◆ Exercise objective: What is the number of lines in the entries below that include the word "rest"? Provide the number only.

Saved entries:
PR #4210, opened 2021-07-22
net/tcp: add Selective-ACK support

anchao:
## Summary

net/tcp: add Selective-ACK support
net/tcp: d_appdata should remove the tcp specific option field
net/tcp: add out-of-order segment support
mm/iob: add qentry private data support

Reference:
https://datatracker.ietf.org/doc/html/rfc2018

## Impact

TCP accurate fast retransmission and recovery

## Testing

HTTP audio streaming


antmerlino (changes requested):
We should split this PR into 2. The IOB change should be separate from the TCP changes.

anchao:
> We should split this PR into 2. The IOB change should be separate from the TCP changes.

OK, I split the iob part to https://github.com/apache/incubator-nuttx/pull/4211

net/tcp/tcp_input.c
```diff
@@ -565,9 +836,24 @@ static void tcp_input(FAR struct net_driver_s *dev, uint8_t domain,
             }
           else
             {
-              /* We never queue out-of-order segments. */
+#ifdef CONFIG_NET_TCP_OUT_OF_ORDER_QUEUE
+              dev->d_len += hdrlen;
+              tcp_input_ofo(dev, conn, iplen);
+
+#  ifdef CONFIG_NET_TCP_SELECTIVE_ACK
+              if (conn->flags | TCP_SACK)
```
yamt, line 844: i guess you meant something different here.

yamt (changes requested):
i think this PR have too many things for a single review/merge/test cycle.
i'd suggest to create a PR with CONFIG_NET_TCP_OUT_OF_ORDER_QUEUE alone.

anchao:
Hi @yamt @antmerlino ,

I refactored the related implementation of out-of-order and sack based on the latest dev, let us move https://github.com/apache/nuttx/pull/8062 to review this feature further

PR #4211, opened 2021-07-23
mm/iob: add qentry private data support 

anchao:
## Summary

mm/iob: add qentry private data support 

## Impact

N/A, change to use for PR https://github.com/apache/incubator-nuttx/pull/4210

## Testing

IOB test

### DIFF
--- a/Documentation/reference/os/iob.rst
+++ b/Documentation/reference/os/iob.rst
@@ -206,12 +206,14 @@ Public Function Prototypes
   Free an entire buffer chain, starting at the
   beginning of the I/O buffer chain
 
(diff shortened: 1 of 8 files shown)


antmerlino (changes requested):
Is there not another way of accomplishing what you need for the TCP PR without scabbing this on? It seems like an ugly addition to a modular piece of code and goes against the architectural principles of NuttX, I think.  The other concern I have is that IOB's are allocated and freed by all different pieces of the system. Attaching some private data who's lifetime is unknown or may not be the same as IOBs is asking for trouble.

Hoping we can find another way of accomplishing what you need in #4211

anchao:
Hi , @antmerlino , 
Thanks for the comments, the new implementation of sack no longer depends on the private filed(#8062), so this PR cloud be close.

PR #4223, opened 2021-07-26
rptun: optimize multi-core startup

Donny9:
## Summary
It's mutually dependent for Multi-core startup, because slave need to wait share-memory file is ready master created,
so we can move the waiting actions to the background thread. 

And move the share-memory file actions to sim_rptun_get_resource so that the main task is not block.


xiaoxiang781216 (approved):
LGTM.

xiaoxiang781216 (approved):

PR #4224, opened 2021-07-26
fs/inode: add sanity check for inode to avoid nullpointer

Donny9:
## Summary
The fs_getfilep don't check inode whether is null, so add sanity check for inode to avoid nullpointer.

Change-Id: Ib2c74ba308b8f15756fac4e69632c296243eb4ab


xiaoxiang781216 (approved):
LGTM.

Issue #1132, opened 2020-05-26
Add sysctl()


patacongo:
Currently, we have several non-standard OS control interfaces.  Some of these are analogous to similar interfaces in NuttX:

- `prctl()`:  This is where task/process specific settings should be set.  At present, I think this is only the task name. (but I would like to see this extended to include the number of file descriptors in the future).
-` boardctl():`  This was intended to provide hooks into board-specific initialization and control logic.

The problem is that the scope of the `boardctl()` commands has increased.  It now includes many commands that are unrelated to boards but are general system control commands.  This includes commands to control graphics, ramdisks, symbol tables, power management, etc.

The proposal here is that we create a new system control interface called `sysctl()` as it is in Linux:

- `sysctl()`:  This would provide hooks into system-wide initialization and control logic.

Initially this would just move the system-wide commands that are erroneously included in` boardctl()` into `sysctl()`.  But this would be a place where we could grow additional system-wide commands.

PR #4508, opened 2021-09-10
s32k1xx: added way to get the reset cause in a proc fs

cisvanmierlo:
## Summary
Added an optional proc fs to get the reset cause, which can be used in the application to act on. 

## Impact
minimal, only added the optional proc fs to current system.

## Testing
Tested on RDDRONE-BMS772, it works.


xiaoxiang781216:
@gustavonihei @Ouss4 since the reset cause is very important information, should we standardize all possible cause and require SoC convert the private definition to the standard one? Another question is what's the best method to expose this crucial info to userspace monitor tool.

Ouss4:
> since the reset cause is very important information, should we standardize all possible cause and require SoC convert the private definition to the standard one?

We can have a subset of the rest causes that are common, but we'll still have a few that are specific to a particular SoC.  How would we handle that?  I guess we can do something as easy as considering the values above the common set max to be chip specific.

As for the best way to get this info, I personally don't know which one is best between procfs and boardctl, they actually both tend to go beyond their scope (see https://github.com/apache/incubator-nuttx/issues/1132 for instance.)
We already use broadctl for stuff like uniqueid and actually reseting the board, the reset cause seems to be similar to these, is there any reason to use procfs here?

xiaoxiang781216:
> > since the reset cause is very important information, should we standardize all possible cause and require SoC convert the private definition to the standard one?
> 
> We can have a subset of the rest causes that are common, but we'll still have a few that are specific to a particular SoC. How would we handle that? I guess we can do something as easy as considering the values above the common set max to be chip specific.
> 

Yes, we can define the common cause, and reserve a range for SoC specific cause, just like IOCTL.

> As for the best way to get this info, I personally don't know which one is best between procfs and boardctl, they actually both tend to go beyond their scope (see #1132 for instance.)
> We already use broadctl for stuff like uniqueid and actually reseting the board, the reset cause seems to be similar to these, is there any reason to use procfs here?

procfs is good for the interactive usage, but hard to parse/use by the tool and also increase the noticeable size for tiny device.

cisvanmierlo:
Hi, this is for the S32K1xx only and this is needed for the BMS application. We could always adjust it when there is a generic interface for the reset cause.

xiaoxiang781216 (approved):

xiaoxiang781216:
@Ouss4 let's merge it first?

Ouss4 (approved):

PR #4523, opened 2021-09-12
boards: Remove -nostartfiles -nodefaultlibs from LDFLAGS

acassis:
## Summary
boards: Remove -nostartfiles -nodefaultlibs from LDFLAGS
## Impact
Fix all boards that are failing, see: https://github.com/apache/incubator-nuttx/issues/4510
## Testing
Compiling


acassis:
I noticed that removing "-nostartfiles -nodefaultlibs" increased about 20 bytes in the final binaries, but I didn't test all the board.
@davids5 are you with "bloatware" tool in place to detect any issue? I recall you said was planning to integrated it on our CI, we really need it.

xiaoxiang781216 (approved):

yamt (approved):

yamt:
> I noticed that removing "-nostartfiles -nodefaultlibs" increased about 20 bytes in the final binaries, but I didn't test all the board.

which board is it?

hartmannathan:
Looks like I didn't get to it in time. I'll try to test the changes soon and I'll let you know...

hartmannathan:
Are we sure that -nostartfiles -nodefaultlibs are unnecessary?

The whole issue started from an incompatible change in (IIRC) binutils. Would it be better to detect the version of ld using a script in tools/ and output the correct flags that it will recognize?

◆ Result of this exercise: 2